→ **Activity**
Among the entries, find the lines with the string "given" and copy them.

→ **Study material**
PR #7340, opened 2024-12-19
Fix FR about page

ghost:
Remove repetitions and change a couple of words to use the technical idiom in French.

## Description
I am French (so a native french speaker)
Reading the About page in French, I found a lot of repetitions, maybe due to a commit/merge issue. I also took the freedom to change a couple of words for their more appropriate french technical idiom (child process > processus fils).

## Validation

This only a text update so I assume it should not break anything. Not knowing how the whole NPM stuff works, and not having it installed, I could not run all the tests of the checklist.

### Check List

### DIFF
--- a/apps/site/pages/fr/about/index.mdx
+++ b/apps/site/pages/fr/about/index.mdx
@@ -6,8 +6,8 @@ layout: about
 À propos de Node.js®
 
 En tant que moteur d'exécution JavaScript asynchrone piloté par les événements, Node.js est conçu pour construire des applications réseau évolutives.
-des applications réseau évolutives. Dans l'exemple suivant, "hello world", de nombreuses
-peuvent être gérées simultanément. À chaque connexion, le rappel est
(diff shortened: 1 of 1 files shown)


TenzDelek:
i dont think we are suppose to make changes in localization here. it is done through crowdin

ghost:
> i dont think we are suppose to make changes in localization here. it is done through crowdin

I clicked the link "Edit this page" from the website... and ended on the GitHub editor from where I made my edits.
You may want to remove the link if it's not the correct method to update the page.

ghost:
The french about page still needs to be fixed.

AugustinMauroy:
> The french about page still needs to be fixed.

First of all, it's not the term “fix” that should be used, but “correct”, because fix is the term for a bug and correct for typography/grammar.

As mentioned above and on the `translation.md` document, all questions concerning translation are answered on crowdin. So if you think there's something to revise, say so there.

PR #7374, opened 2024-12-31
Increase font size of headings in metabar table of contents

### LINKED ISSUE #7275: Visually differentiate H2 from H3 headings in Metabar Table of Contents

yaten2302:
## Description
This PR increases the font size of the headings in table of contents.

## Validation
Before:
image

After:
image

## Related Issues
Fixes #7275 

### Check List

### DIFF
--- a/apps/site/components/Containers/MetaBar/index.module.css
+++ b/apps/site/components/Containers/MetaBar/index.module.css
@@ -22,7 +22,7 @@
 
   dt {
     @apply mb-2
-      text-sm
+      text-[17px]
       font-medium
       text-neutral-800
       dark:text-neutral-200;


bmuenzenmeyer:
sorry, this is not the approach we need - the original issue should be amended to be more prescriptive I guess.

We need to go way deeper into the mdx compilation / data gathering step to determine the heading level of each heading, `h2` vs `h3`, etc, so that they can rendered differently. this and https://github.com/nodejs/nodejs.org/pull/7286 both do not achieve that

PR #7385, opened 2025-01-03
Visually differentiate table of content heading levels

### LINKED ISSUE #7275: Visually differentiate H2 from H3 headings in Metabar Table of Contents

bmuenzenmeyer:
## Description

Previous attempts to fix this did not use `head.depth`. My quick looks at the code made it seem that this data was not available, but luckily it is! I should have known, because we constrain the headings we show already (omitting h1, h5, and h6). 

Finding this out was as quick as relaying it to contributors to fix - so I added a story and tests for visibility.

## Validation

Here's a before (left) and after (right) from a recently published Learn article

image

Note the component wraps fine on smaller viewports

image

See the preview.

## Related Issues

fixes #7275 

### Check List

### DIFF
--- a/apps/site/components/Containers/MetaBar/__tests__/index.test.mjs
+++ b/apps/site/components/Containers/MetaBar/__tests__/index.test.mjs
@@ -1,0 +1,60 @@
+import { render } from '@testing-library/react';
+
+import MetaBar from '..';
+
+describe('MetaBar', () => {
+  it('does not render h5s in the table of contents', () => {
+    const { queryByText, getByText } = render(
+      <MetaBar
+        items={{}}
+        headings={{
+          items: [
+            {
+              value: 'Heading Level 1',
+              depth: 1,
+              data: { id: 'heading-1' },
+            },
+            {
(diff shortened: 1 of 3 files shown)


ovflowd (approved):
SGTM

AugustinMauroy (approved):
LGMT !

canerakdas (approved):
LGTM!

PR #7387, opened 2025-01-05
feat(learn): add section for dynamically generating test cases

JakobJingleheimer:
### Check List

### DIFF
--- a/apps/site/pages/en/learn/test-runner/using-test-runner.md
+++ b/apps/site/pages/en/learn/test-runner/using-test-runner.md
@@ -66,30 +66,63 @@ Each example below was taken from real-world projects; they may not be appropria
 
 ## Dynamically generating test cases
 
-Some times, you may want to dynamically generate test-cases. For instance, you want to test the same thing across a bunch of files. This is possible, albeit slightly arcane. You must use `test` (you cannot use `describe`) + `await testContext.test`:
+Some times, you may want to dynamically generate test-cases. For instance, you want to test the same thing across a bunch of files. This is possible, albeit slightly arcane. You must use `test` (you cannot use `describe`) + `testContext.test`:
 
-```js
+```js displayName="simple example (prior to 23.8.0)"
 import assert from 'node:assert/strict';
-import { globSync } from 'node:fs';
 import { test } from 'node:test';
-import { fileURLToPath } from 'node:url';
+
+import { detectOsInUserAgent } from '…';
+
+const userAgents = [
+  { ua: '…', os: 'WIN' },
+  // …
+];
+
+test('Detect OS via user-agent', { concurrency: true }, async t => {
+  const cases = userAgents.map(({ os, ua }) => {
+    t.test(ua, () => assert.equal(detectOsInUserAgent(ua), os));
+  });
+
+  await Promise.allSettled(cases);
+});
+```
+
+```js displayName="simple example (23.8.0 and later)"
+import assert from 'node:assert/strict';
+import { test } from 'node:test';
+
+import { detectOsInUserAgent } from '…';
+
+const userAgents = [
+  { ua: /* … */, os: 'WIN' },
+  // …
+];
+
+test('Detect OS via user-agent', { concurrency: true }, t => {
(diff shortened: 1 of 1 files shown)


AugustinMauroy:
I'm not fan of the provided example because it's based on experimental api.

maybe do same things as this test (do with jest). But I mean based on hand written variable
https://github.com/nodejs/nodejs.org/blob/main/apps/site/util/__tests__/detectOS.test.mjs

JakobJingleheimer:
~Hmm, I think that example isn't quite as good. The one I have is unknowable.~

~I'm happy to just switch the assertion (and far less work 😅)~

EDIT: ohhh! Wait, is the experimental API you're concerned about `globSync`? (Rather than `assert.partialDeepStrictEqual`)

apps/site/pages/en/learn/test-runner/using-test-runner.md
```diff
@@ -64,6 +64,40 @@ Then for each setup, create a dedicated `setup` file (ensuring the base `setup.m
...
+    ).map(path => import(path, { with: { type: 'json' } }))
+  );
+
+  const cases = pjsons.map(pjson =>
+    // ⚠️ `t.test`, NOT `test`
+    t.test(`Ensure fields are properly set: ${pjson.name}`, () => {
+      assert.partialDeepStrictEqual(pjson.keywords, [
+        'node.js',
+        'sliced bread',
+      ]);
```
JakobJingleheimer:
```suggestion
      assert.match(pjson.name, /@nodejs\/[a-z \-]+/);
```

apps/site/pages/en/learn/test-runner/using-test-runner.md
```diff
@@ -64,6 +64,40 @@ Then for each setup, create a dedicated `setup` file (ensuring the base `setup.m
...
+  const pjsons = await Promise.all(
+    globSync(
+      // Get all the package.json files 1-level deep within ./workspaces
+      // ⚠️ Passing a file URL string, like from import.meta.resolve, causes glob* to fail silently
+      fileURLToPath(import.meta.resolve('./workspaces/*/package.json'))
+    ).map(path => import(path, { with: { type: 'json' } }))
+  );
+
+  const cases = pjsons.map(pjson =>
+    // ⚠️ `t.test`, NOT `test`
```
AugustinMauroy, line 145: and if you use the describe it syntax what happened ?

AugustinMauroy:
> EDIT: ohhh! Wait, is the experimental API you're concerned about globSync? (Rather than assert.partialDeepStrictEqual)

Yup and and using a variable is easier because the reader can copy past and run.

apps/site/pages/en/learn/test-runner/using-test-runner.md
JakobJingleheimer: It does nothing (it does not notice the dynamically generated test-cases).

JakobJingleheimer:
> using a variable is easier because the reader can copy past and run

A variable for what?

AugustinMauroy:
> A variable for what?

```js
import { isBiscuit } from "factory";

const valid_tests_case = [
  "cookies",
  "speculoos"
];

test("isBiscuit", (t) => {
   for() {
   // loop for dynamic test 
   t.test(`${e} - should be true`)
   }
});
```

in this case it's use Biscuit because it's fun

But [here](https://github.com/nodejs/nodejs.org/blob/main/apps/site/util/__tests__/detectOS.test.mjs) it's test user agent

ovflowd (approved):
Feel free to merge whenever the PR becomes ready.

JakobJingleheimer:
Hmm, I've given this some more thought, and I think the experimental API used is okay because it does not affect the main issue of the article. Thoughts on that?

How about both options? The user-agent one is simple, and the glob is advanced; I know I frequently see docs cover a simple example but not an advanced one, which leaves an advanced user on their own to figure out something complicated (which is very frustrating).

AugustinMauroy (approved):
LGTM ! maybe open an issue after this pr merged to explore the possibility of making one article per use case, as this one is starting to get long.

PR #7426, opened 2025-01-25
Remove reference-style markdown links from translated content

### LINKED ISSUE #7425: Links in  i18n
Currently, there are elements that are links but are not rendering correctly because we translate the link text, which causes markdown to not be able to redirect. For example, in Spanish, it renders as follows:

Image

Solution: not translating the link text, but I wouldn't like to mix Spanish with English when it's not necessary.

The same happens for other languages, for example, in French.

Image

bmuenzenmeyer:
## Description

[Reference style links](https://daringfireball.net/projects/markdown/syntax), those that look like this:

```md
This is [an example][id] reference-style link.
...
[id]: http://example.com/  "Optional Title Here"
```

have proven to be problematic for i18n efforts, as the `id`, when omitted, defaults to the text being used as the reference, such as `an example` above. When this happens, translators are not aware, nor would they really have the tools in crowdin, to maintain this association. We are overloading the label with the reference. This is odd and has broken `id` and `es` locales for quite some time.

The fix is to inline our markdown links. We don't need reference-style markdown links here, or nearly anywhere. This should solve the [cited manual fixes](https://github.com/nodejs/nodejs.org/pull/7418#discussion_r1929601532) once and for all, because to my knowledge crowdin is smart enough to allow users to translate the text, but not the link. Reference-style links had no such association.

Omitted in this PR is fixing some that I found in the `learn/` section. That content is not translated currently.

## Validation

- https://nodejs-org-git-normalize-markdown-links-openjs.vercel.app/en/about
- https://nodejs-org-git-normalize-markdown-links-openjs.vercel.app/en/about/governance

## Related Issues

closes #7425
relates to https://github.com/nodejs/nodejs.org/pull/7418

### Check List

### DIFF
--- a/apps/site/pages/en/about/governance.md
+++ b/apps/site/pages/en/about/governance.md
@@ -7,31 +7,24 @@ layout: about
 
 ## Consensus Seeking Process
 
-The Node.js project follows a [Consensus Seeking][] decision making model.
+The Node.js project follows a [Consensus Seeking](https://en.wikipedia.org/wiki/Consensus-seeking_decision-making) decision making model.
 
 ## Collaborators
 
-The [nodejs/node][] core GitHub repository is maintained by the Collaborators
+The [nodejs/node](https://github.com/nodejs/node) core GitHub repository is maintained by the Collaborators
 who are nominated by other existing Collaborators on an ongoing basis.
 
 Individuals making significant and valuable contributions are made Collaborators
 and given commit-access to the project. These individuals are identified by other
 Collaborators and their nomination is discussed with the existing Collaborators.
 
-For the current list of Collaborators, see the project's [README.md][].
+For the current list of Collaborators, see the project's [README.md](https://github.com/nodejs/node/blob/main/README.md#current-project-team-members).
 
-A guide for Collaborators is maintained at [collaborator-guide.md][].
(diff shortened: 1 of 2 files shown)


bjohansebas (commented):
LGTM :)

AugustinMauroy (approved):
LGMT !

AugustinMauroy:
This markdown feature comme from https://github.com/remarkjs/remark-gfm?tab=readme-ov-file#remark-gfm should we remove this plugins.

I mean there are still thing that use theses features ?

bmuenzenmeyer:
> This markdown feature comme from https://github.com/remarkjs/remark-gfm?tab=readme-ov-file#remark-gfm should we remove this plugins.
> 
> I mean there are still thing that use theses features ?

i would imagine we use github flavored markdown all over the place - this is just one particular pattern that is usually nice on its own (DRY dont repeat yourself) but leads to translation problems because we overload the usage of the text

AugustinMauroy:
> i would imagine we use github flavored markdown all over the place - this is just one particular pattern that is usually nice on its own (DRY dont repeat yourself) but leads to translation problems because we overload the usage of the text

For example `<details>` isn't parse on our site because this plugin remove them, also `<cite>` tag is removed.

So any strong opinion on this plugin. but we need to compare the replication/usage of the plugin

mikeesto (approved):

ovflowd (approved):

aymen94 (approved):

PR #7439, opened 2025-02-01
[DRAFT] - attempt to fix windows CI

mikeesto:
### Check List

### DIFF
--- a/apps/site/app/[locale]/next-data/og/[category]/[title]/route.tsx
+++ b/apps/site/app/[locale]/next-data/og/[category]/[title]/route.tsx
@@ -55,7 +55,7 @@ export const generateStaticParams = async () => [
   {
     locale: defaultLocale.code,
     category: 'announcement',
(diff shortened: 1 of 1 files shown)


mikeesto:
I'm going to close this as I don't have a Windows machine to reliably test on. From what I can tell, the issue seems to be related to these lines in the vercel/og package:

```js
var fontData = fs.readFileSync(fileURLToPath(join(import.meta.url, "../noto-sans-v27-latin-regular.ttf")));
var yoga_wasm = fs.readFileSync(fileURLToPath(join(import.meta.url, "../yoga.wasm")));
var resvg_wasm = fs.readFileSync(fileURLToPath(join(import.meta.url, "../resvg.wasm")));
```

Perhaps import.meta.url is not resolving to a valid/expected path? This package doesn't seem to be OSS either so that complicates things too.

AugustinMauroy:
What if we use `next/og`?

PR #7463, opened 2025-02-01
fix: remove confusing close label for navigation menu

aduh95:
## Description

As I was trying around navigating the website with VoiceOver, I noticed the current design is kinda confusing:

- when the nav menu is closed, and the user focuses the checkbox, VoiceOver says "Show navigation menu, tickbox, unticked" (so far so good).
- when the nav menu is open, and the user focuses the checkbox, VoiceOver says "Close navigation menu, tickbox, ticked", which may be kind of confusing. If the user is not able to get visual clues to know if the menu is actually currently opened, they might assume the menu is actually closed (since the checkbox is ticked).

TBH I'm not at all confident which version is the correct one, if someone who are a screen reader user could chime in, that'd be much appreciated.
An alternative would be to use a more verbose label (such as "Navigation menu is currently closed, tick the box to open it", and "Navigation menu is currently open, untick the box to close it"), not sure if this is preferable.

## Related Issues

https://github.com/nodejs/nodejs.org/pull/7427

### Check List

### DIFF
--- a/apps/site/components/Containers/NavBar/index.tsx
+++ b/apps/site/components/Containers/NavBar/index.tsx
@@ -70,9 +70,7 @@ const NavBar: FC<NavbarProps> = ({
         id="sidebarItemToggler"
         type="checkbox"
         onChange={e => setIsMenuOpen(() => e.target.checked)}
-        aria-label={t(
-          `components.containers.navBar.controls.${isMenuOpen ? 'close' : 'open'}`
-        )}
+        aria-label={t(`components.containers.navBar.controls.open`)}
       />
 
       <div className={`${style.main} peer-checked:flex`}>
--- a/apps/site/components/Containers/NavBar/index.tsx
+++ b/apps/site/components/Containers/NavBar/index.tsx
@@ -70,7 +70,7 @@ const NavBar: FC<NavbarProps> = ({
         id="sidebarItemToggler"
         type="checkbox"
         onChange={e => setIsMenuOpen(() => e.target.checked)}
-        aria-label={t(`components.containers.navBar.controls.open`)}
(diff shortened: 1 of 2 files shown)


AugustinMauroy (commented):
maybe something like toggle ?

aduh95:
> maybe something like toggle ?

I don't understand your comment, can you clarify?

packages/i18n/locales/en.json
```diff
@@ -12,8 +12,7 @@
       },
       "navBar": {
         "controls": {
-          "open": "Show navigation menu",
-          "close": "Close navigation menu"
+          "open": "Show navigation menu"
```
AugustinMauroy: > I don't understand your comment, can you clarify?

Here we can use "toggle" because the open button it's also the one that close

aduh95:
```suggestion
          "toggle": "Toggle navigation menu"
```

apps/site/components/Containers/NavBar/index.tsx
```diff
@@ -70,9 +70,7 @@ const NavBar: FC<NavbarProps> = ({
         id="sidebarItemToggler"
         type="checkbox"
         onChange={e => setIsMenuOpen(() => e.target.checked)}
-        aria-label={t(
-          `components.containers.navBar.controls.${isMenuOpen ? 'close' : 'open'}`
-        )}
+        aria-label={t(`components.containers.navBar.controls.open`)}
```
aduh95:
```suggestion
        aria-label={t(`components.containers.navBar.controls.toggle`)}
```

AugustinMauroy (approved):
LGMT !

→ **Response area**
Hmm, I've given this some more thought, and I think the experimental API used is okay because it does not affect the main issue of the article. Thoughts on that?
 and given commit-access to the project. These individuals are identified by other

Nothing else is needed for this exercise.